§ **Activity**
In the records below, find each line with "need" and copy it.

Stored data
BEGIN
PR #526, opened 2018-02-22
Add [Exposed=*] to expose on all globals

### LINKED ISSUE #468: Exposing an interface "on all globals"
For WebAssembly, I'm using WebIDL to specify the interface between WebAssembly and JavaScript [in this PR](https://github.com/WebAssembly/spec/pull/591). We're trying to avoid tying this into the Web Platform. One of the few ways that the current spec does tie into the Web is, to expose the interface to global objects, it uses `[Exposed=(Window,Worker)]`.

What we really want for Wasm is for it to be exposed on all global objects. One aspect was accidentally omitting it on Worklets, but the bigger aspect is omitting it for everything that's not the web platform. For example, Node.js is likely to eventually enable Wasm support, and so the interface should be created on its global object as well.

I imagine that a version of Exposed which is everywhere might be useful for the Web Platform as well. APIs like TextEncoder which don't do any particular I/O wouldn't need a change each time another type of global object is added--they could be like new libraries added in the JavaScript standard.

What would you think about an additional extended attribute, or mode of using `[Exposed]`, to support this case?

littledan:
This patch adds support in WebIDL for declaring an interface available
in all contexts.

Closes #468 

This PR follows the syntax and outline suggested by @tobie . Thanks for your clear instructions here.

***
<a href="https://pr-preview.s3.amazonaws.com/littledan/webidl/pull/526.html" title="Last updated on Feb 23, 2018, 2:43 PM GMT (2e23cfb)">Preview</a> | <a href="https://pr-preview.s3.amazonaws.com/heycam/webidl/526/3750d7a...littledan:2e23cfb.html" title="Last updated on Feb 23, 2018, 2:43 PM GMT (2e23cfb)">Diff</a>

### DIFF
--- a/index.bs
+++ b/index.bs
@@ -7002,6 +7002,17 @@ which form (or forms) it is in:
             <code>[Exposed=(Window,Worker)]</code>
         </td>
     </tr>
+    <tr>
+        <td>
+            <emu-nt><a href="#prod-ExtendedAttributeWildcard">ExtendedAttributeWildcard</a></emu-nt>
+        </td>
+        <td>
+            <dfn id="dfn-xattr-wildcard" for="extended attribute" export>takes a wildcard</dfn>
+        </td>
+        <td>
+            <code>[Exposed=*]</code>
+        </td>
+    </tr>
 
 </table>
 
@@ -7063,6 +7074,7 @@ five forms are allowed.
         "="
         "&gt;"
         "?"
+        "*"
         "ByteString"
         "DOMString"
         "FrozenArray"
@@ -7125,6 +7137,11 @@ five forms are allowed.
 <pre class="grammar" id="prod-ExtendedAttributeIdent">
     ExtendedAttributeIdent :
         identifier "=" identifier
+</pre>
+
+<pre class="grammar" id="prod-ExtendedAttributeWildcard">
+    ExtendedAttributeWildcard :
+        identifier "=" "*"
 </pre>
 
 <pre class="grammar" id="prod-ExtendedAttributeIdentList">
@@ -9588,14 +9605,30 @@ it indicates that the construct is exposed
 on that particular set of global interfaces.
 
 The [{{Exposed}}] [=extended attribute=] must either
-[=takes an identifier|take an identifier=] or
-[=takes an identifier list|take an identifier list=].
+[=takes an identifier|take an identifier=],
+[=takes an identifier list|take an identifier list=] or
+[=takes a wildcard|take a wildcard=].
 Each of the identifiers mentioned must be a [=global name=] and be unique.
-This list of identifiers is known as the construct's
-<dfn>own exposure set</dfn>.
+
+The <dfn>own exposure set</dfn> is the set of [=global name=]s which
+[{{Exposed}}] is applied to.
+
+If the [{{Exposed}}] [=extended attribute=]
+[=takes an identifier|take an identifier=] or
+[=takes an identifier list|take an identifier list=],
+the [=own exposure set=] is the list of identifiers.
+If the [{{Exposed}}] [=extended attribute=]
+[=takes a wildcard|take a wildcard=], the [=own exposure set=] is the
+set of interfaces which have the [{{Global}}] extended attribute.
+
+<p class="advisement">
+    <code>[Exposed=*]</code> should be used with care. It is only appropriate
+    when an interface does not expose significant new capabilities. If the
+    interface may be restricted or disabled in some environments, it is
+    recommended to list the globals explicitly.
+</p>
 
 <div algorithm>
-
     To get the <dfn id="dfn-exposure-set" export>exposure set</dfn> of a construct |C|,
     run the following steps:
 
--- a/index.bs
+++ b/index.bs
@@ -9608,24 +9608,25 @@ The [{{Exposed}}] [=extended attribute=] must either
 [=takes an identifier|take an identifier=],
 [=takes an identifier list|take an identifier list=] or
 [=takes a wildcard|take a wildcard=].
-Each of the identifiers mentioned must be a [=global name=] and be unique.
+Each of the identifiers mentioned must be a [=global name=] of some [=interface=] and be unique.
 
-The <dfn>own exposure set</dfn> is the set of [=global name=]s which
-[{{Exposed}}] is applied to.
+The <dfn>own exposure set</dfn> is the [=/set=] of identifiers defined as follows:
 
-If the [{{Exposed}}] [=extended attribute=]
-[=takes an identifier|take an identifier=] or
-[=takes an identifier list|take an identifier list=],
-the [=own exposure set=] is the list of identifiers.
-If the [{{Exposed}}] [=extended attribute=]
-[=takes a wildcard|take a wildcard=], the [=own exposure set=] is the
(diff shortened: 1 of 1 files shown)


index.bs
```diff
@@ -5963,6 +5963,17 @@ which form (or forms) it is in:
             <code>[Exposed=(Window,Worker)]</code>
         </td>
     </tr>
+    <tr>
+        <td>
+            <emu-nt><a href="#prod-ExtendedAttributeIdentList">ExtendedAttributeWildcard</a></emu-nt>
```
tobie: I think you want to fix the href here.

index.bs
```diff
@@ -7997,9 +8015,18 @@ defining which global environments the construct can be used in.
 The [=exposure set=]
 for a given construct is defined as follows:
 
-*   If the [{{Exposed}}]
-    [=extended attribute=]
-    is specified on the construct, then the [=exposure set=]
+*   If the [{{Exposed}}] [=extended attribute=] [=takes a wildcard=], then the
```
tobie: So unfortunately this bit has seen a lot of changes since you opened the initial bug report. I _think_ you should just be able to describe the **own exposure set** of constructs declared with [Exposed=*] as containing all of the interfaces which have a [{{Global}}] [=extended attribute=] and be done with it.

index.bs
littledan: Fixed

index.bs
littledan: Not sure how I forgot to rebase before putting this patch up. Fixed. What do you think of the new wording?

annevk:
I think before landing this we should try to address the question at https://github.com/heycam/webidl/issues/468#issuecomment-338774080.

index.bs
```diff
@@ -8560,13 +8577,33 @@ it indicates that the construct is exposed
...
+The <dfn>own exposure set</dfn> is the set of [=global name=]s which
+[{{Exposed}}] is applied to.
+
+If the [{{Exposed}}] [=extended attribute=]
+[=takes an identifier|take an identifier=] or
+[=takes an identifier list|take an identifier list=],
+the [=own exposure set=] is the list of identifiers.
+If the [{{Exposed}}] [=extended attribute=]
+[=takes a wildcard|take a wildcard=], the [=own exposure set=] is the
+the set of interfaces which have the [{{Global}}] extended attribute.
```
tobie: There's an extra "the" here.

index.bs
```diff
@@ -8560,13 +8577,33 @@ it indicates that the construct is exposed
...
+    <code>[Exposed=*]</code> should be used with care. It is only appropriate
+    when an interface does not expose significant new capabilities. If the
+    interface may be restricted or disabled in some environments, it is
+    recommended to list the globals explicitly.
+</p>
 
 <div algorithm>
+*   If the [{{Exposed}}] [=extended attribute=] [=takes a wildcard=], then the
+    [=exposure set=] is the set of all interfaces which have a [{{Global}}]
+    or [{{PrimaryGlobal}}] [=extended attribute=].
```
tobie: Is this bit necessary? Isn't that all handled by the below algorithm already?

index.bs
littledan: Fixed.

index.bs
littledan: Sorry, I just had this copied in there for my own use when writing the patch and forgot to remove it. Removed now.

littledan:
@annevk Thanks for making this link. I think we should work out an answer in conjunction with TC39 to this question, given that ECMAScript includes things that are pretty equivalent in power/appropriateness to put everywhere to TextEncoder and URL. I'm fine with letting this PR be blocked on this question.

littledan:
We should include the jsidl label on this issue, since all ES APIs will need to be exposed to all globals

leobalter:
@littledan I believe we should follow up on this PR for the proper ShadowRealms integration, right?

littledan:
We could add this for ShadowRealms, or we could just add `[Exposed=ShadowRealm]`. The choice depends on whether we want to go around adding lots of things to Worklets which are not currently exposed, and which we might decide to expose on ShadowRealm. In offline conversations with different HTML editors, I heard mixed opinions on this question, cc @domenic @annevk . Given that, I thought that it might be better to start with the more conservative approach of just adding things specifically to ShadowRealm.

leobalter:
it sounds like starting with just `[Exposed=ShadowRealm]` seems like a good ground work for further analysis to be used on follow up work.

domenic:
I think it'd be better to add `[Exposed=*]`? Saying that in worklets you have to access these APIs indirectly via shadow realms seems strange.

annevk:
In an offline discussion https://github.com/tc39/ecma262/issues/1120 came up, but since we did not change JavaScript to support minimal realms (i.e., a subset of what is defined in JavaScript), we should not do so here by excluding worklets. (As that would make worklets the new minimal realms due to organizational boundaries.)

As I understand it the primary motivation for having minimal realms in worklets was to avoid steering web developers down the wrong path, but in practice this hasn't been much of a problem.

This is a long way of saying that I agree with @domenic, but I thought it might be useful to add some context.

cc @padenot @codehag @Ms2ger

littledan:
OK, thanks for the clarifications everyone, sounds like I was the confused/misunderstanding one. Does that mean we should move ahead with [Exposed=*]?

Ms2ger:
Rebased and rephrased a bit - what's next here?

index.bs
```diff
@@ -9588,14 +9605,31 @@ it indicates that the construct is exposed
...
+The <dfn>own exposure set</dfn> is the [=/set=] of identifiers defined as follows:
+
+<dl class="switch">
+     :  If the [{{Exposed}}] [=extended attribute=] [=takes an identifier=] |I|
+     :: The [=own exposure set=] is the [=/set=] « |I| ».
+     :  If the [{{Exposed}}] [=extended attribute=] [=takes an identifier list=] |I|
+     :: The [=own exposure set=] is the [=/set=] |I|.
+     :  If the [{{Exposed}}] [=extended attribute=] [=takes a wildcard=]
+     :: The [=own exposure set=] is the [=/set=] of [=global names=] of [=interfaces=] which have the
+        [{{Global}}] [=extended attribute=].
```
ExE-Boss, line 9622: This should probably include the word “all”:
```suggestion
     :: The [=own exposure set=] is the [=/set=] of all [=global names=] of all [=interfaces=]
        which have the [{{Global}}] [=extended attribute=].
```

EdgarChen:
@Ms2ger it would be helpful if you could make a list of interfaces which `[Exposed=*]` is proposed somewhere publicly. Thanks!

TimothyGu (approved):
Looks good!

Ms2ger:
> @Ms2ger it would be helpful if you could make a list of interfaces which `[Exposed=*]` is proposed somewhere publicly. Thanks!

Besides the ones already listed in https://github.com/tc39/proposal-shadowrealm/issues/331, we might propose some parts of Crypto and Performance - please do let me know if you'd like me to present the list in some other way

littledan:
This change looks great, but I don't think it handles the ShadowRealm case yet, since that is not an interface.

annevk:
@littledan that's a good point. I suppose we should put that requirement in HTML along with the overall ShadowRealm integration?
END
§ **Exercise solution**
I imagine that a version of Exposed which is everywhere might be useful for the Web Platform as well. APIs like TextEncoder which don't do any particular I/O wouldn't need a change each time another type of global object is added--they could be like new libraries added in the JavaScript standard.
We should include the jsidl label on this issue, since all ES APIs will need to be exposed to all globals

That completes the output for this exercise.